Estas consideraciones, en lo que se refiere específicamente al contrato/sacramento matrimonial, se corresponden con el sentido de la Carta a los obispos de la Iglesia Católica sobre la recepción de la comunión eucarística por parte de los fieles divorciados que se han vuelto a casar, emitida el 14 de septiembre de 1994 por la Congregación para la Doctrina de la Fe[vi], que en sus apartes pertinentes indica:


La errada convicción de poder acceder a la Comunión eucarística por parte de un divorciado vuelto a casar, presupone normalmente que se atribuya a la conciencia personal el poder de decidir en último término, basándose en la propia convicción, sobre la existencia o no del anterior matrimonio y sobre el valor de la nueva unión. Sin embargo, dicha atribución es inadmisible. El matrimonio, en efecto, en cuanto imagen de la unión esponsal entre Cristo y su Iglesia así como núcleo basilar y factor importante en la vida de la sociedad civil, es esencialmente una realidad pública.

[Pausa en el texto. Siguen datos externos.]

PR #4014, opened 2019-05-14
Fixes #4013, added BitcoinABC as a disclosure partner

### LINKED ISSUE #4013: Add BitcoinABC as a disclosure partner
We have formed a bilateral vulnerability sharing agreement with BitcoinABC, update the responsible disclosure document in our repo to reflect this change.

zebambam:
I've tried to avoid using "partner" as a term in general because it's not accurate, but it's quicker to type. We intend to share any vulns we become aware of in our bitcoin code with at least BitcoinABC.

### DIFF
--- a/responsible_disclosure.md
+++ b/responsible_disclosure.md
@@ -51,8 +51,9 @@ We have set up agreements with the following neighboring projects to share vulne
 
 Specifically, we have agreed to engage in responsible disclosures for security issues affecting Zcash technology with the following contacts:
 
-- security@horizen.com via PGP
-- ca333@komodoplatform.com via PGP
+- Horizen security@horizen.com via PGP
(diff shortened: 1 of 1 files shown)


zebambam:
> Question: Why do the first two contacts have emails, but the third is just a link to a document? I noticed in the link that they reference `security@bitcoinabc.org`. Would that be appropriate here?

The link to the document is an upgrade. Ideally everyone would be a link to their conformance document but they don't have one (yet?). Softly softly catchy monkey.

zebambam:
@Eirik0 Basically, https://github.com/RD-Crypto-Spec/Responsible-Disclosure is the answer

Eirik0:
@zkbot r+

daira:
@zkbot retry

Eirik0:
@zkbot retry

Es verdad que el juicio sobre las propias disposiciones con miras al acceso a la Eucaristía debe ser formulado por la conciencia moral adecuadamente formada. Pero es también cierto que el consentimiento, sobre el cual se funda el matrimonio, no es una simple decisión privada, ya que crea para cada uno de los cónyuges y para la pareja una situación específicamente eclesial y social. Por lo tanto el juicio de la conciencia sobre la propia situación matrimonial no se refiere únicamente a una relación inmediata entre el hombre y Dios, como si se pudiera dejar de lado la mediación eclesial, que incluye también las leyes canónicas que obligan en conciencia. No reconocer este aspecto esencial significaría negar de hecho que el matrimonio exista como realidad de la Iglesia, es decir, como sacramento.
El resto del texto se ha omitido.